Look through the records below for the line with "Closes #3310". Return that line and each one after it up to and including the line with "community skill author", exactly.
*** Data for this task Section Begins ***
PR #3365, opened 2026-05-05
feat(dashboard): richer PendingCommunitySkill — description/source/path (#3310)

blamechris:
Closes #3310

## Summary

- Extends `PendingCommunitySkill` in `types.ts` with optional `description?: string` and `path?: string` fields
- Updates `handleSkillTrustRequest` in `message-handler.ts` to capture those fields from the wire payload — the server (`event-normalizer.js`) was already emitting them via `ServerSkillTrustRequestSchema`, the handler just wasn't capturing them
- Surfaces `description` and `path` in the SkillsPanel "Pending review" row so operators can make an informed trust decision before granting first-activation trust to a community skill author
- Empty strings on the wire are normalized to `undefined` (treated as absent)

## No server-side changes needed

The data is already on the wire. `ServerSkillTrustRequestSchema` (in `@chroxy/protocol`) already declares `source`, `description`, and `path` as required string fields. `event-normalizer.js` already populates all three. This PR is purely a dashboard-side fix to capture what was always being sent.

Note: `source` from the wire is the disk path (same as `path`), not the `'global' | 'repo'` source type on `SessionSkillInfo`. The issue requested `description` and `path`; both are now captured.

## Test plan

- [x] 3 new `message-handler.test.ts` tests: captures description + path when present, omits when absent, omits when empty strings
- [x] 4 new `SkillsPanel.test.tsx` tests: renders description element, renders path element, omits description element when absent, omits path element when absent
- [x] All existing tests pass (1411/1411)
- [x] TypeScript typecheck passes


blamechris:
## Code Review: PR #3365

### Summary

Extends `PendingCommunitySkill` with optional `description?` and `path?`, wires them through `handleSkillTrustRequest`, and renders them conditionally in the SkillsPanel pending-review row. Pure dashboard change — the data has been on the wire since `ServerSkillTrustRequestSchema` was defined. 7 new tests (4 component + 3 handler) plus one bonus handler test for cross-author collision.

---

### `source` omission — verdict: defensible

`ServerSkillTrustRequestSchema` (line 351) declares `source: z.string()`. In `event-normalizer.js` (line 169) that field is populated as `data?.source || 'global'`, which is the on-disk source type string passed through from the skill loader — not a stable semantic enum. The `'global' | 'repo'` discriminator lives on `SessionSkillInfo.source` (types.ts line 250) and is populated through a completely separate `skills_list` path. Treating the wire's `source` string as equivalent to `path` would be wrong; treating it as the `SessionSkillInfo` enum would also be wrong. Dropping it and surfacing only `description` + `path` is the correct and conservative call. The issue's own suggested-fix section only asked for those two fields.

---

### Strengths

- Defensive typing in `message-handler.ts` (`typeof msg.description === 'string' && msg.description`) is consistent with every other field extraction in that file.
- `entry.description = description` / `entry.path = path` conditional assignment (not spreading `{ description: undefined }`) keeps the serialised Zustand state clean — existing snapshots that only have `{name, author}` deserialise without `undefined` keys, which is correct for optional fields.
- `title={path}` tooltip on the path span is a good UX touch for long paths.
- Backward-compat comment in `types.ts` is accurate and useful.
- Bonus `skill_trust_granted` cross-author test is a genuine gap fill.
- `@testing-library/react` was already a dashboard devDependency — no new dep introduced.

---

### Issues Found

| `SkillsPanel.tsx` | path `<span>` | `.skill-meta` carries `margin-left: 22px` (aligns under checkbox in always-on rows). Pending rows have no checkbox so the indent is visually wrong. | See #3368 |
| `SkillsPanel.tsx` | path `<span>` | `.skill-meta` has no `overflow: hidden` / `text-overflow: ellipsis`. A long absolute path will overflow the panel; the `title` tooltip helps but the visual overflow is unhandled. | See #3368 |
| `SkillsPanel.test.tsx` | component tests | No test with both `description` and `path` set simultaneously. All four tests set one or the other. A combined test would catch layout regressions where the two elements interact. | See #3369 |

#### Nitpicks

- `{(pendingCommunitySkills!).map(...)` — the non-null assertion on line 204 is pre-existing, not introduced here. Fine to leave.
- The description `<span>` sits outside `.skill-row` (a sibling block), while the path `<span>` also sits outside. Both render as block-level via `.skill-meta` or effectively block via the parent layout. Consistent — no issue.

---

| Path span CSS: fix left-margin indent + add overflow truncation | [#3368](https://github.com/blamechris/chroxy/issues/3368) | Pure visual polish; does not affect correctness or test coverage |
| Add combined description+path SkillsPanel test; clarify empty-string JSX guard | [#3369](https://github.com/blamechris/chroxy/issues/3369) | Belt-and-suspenders; existing coverage is sufficient for the stated scope |

---

### Architecture Notes

Clean layering: schema → normalizer → handler → type → component, with no server-side changes. The optional-field approach is the right serialisation contract for a dashboard store that may hold pre-upgrade snapshots. The `skill-meta` class reuse is the one rough edge (see #3368) but is an existing CSS limitation, not a new problem introduced here.

### Verdict

**Approve** — the implementation is correct, the `source` omission is well-reasoned, backward compat is handled, and the test coverage is proportionate to the change. Two minor polish items tracked in #3368 and #3369.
*** Data for this task Section Ends ***
== Answer section ==
Closes #3310

## Summary

- Extends `PendingCommunitySkill` in `types.ts` with optional `description?: string` and `path?: string` fields
- Updates `handleSkillTrustRequest` in `message-handler.ts` to capture those fields from the wire payload — the server (`event-normalizer.js`) was already emitting them via `ServerSkillTrustRequestSchema`, the handler just wasn't capturing them
- Surfaces `description` and `path` in the SkillsPanel "Pending review" row so operators can make an informed trust decision before granting first-activation trust to a community skill author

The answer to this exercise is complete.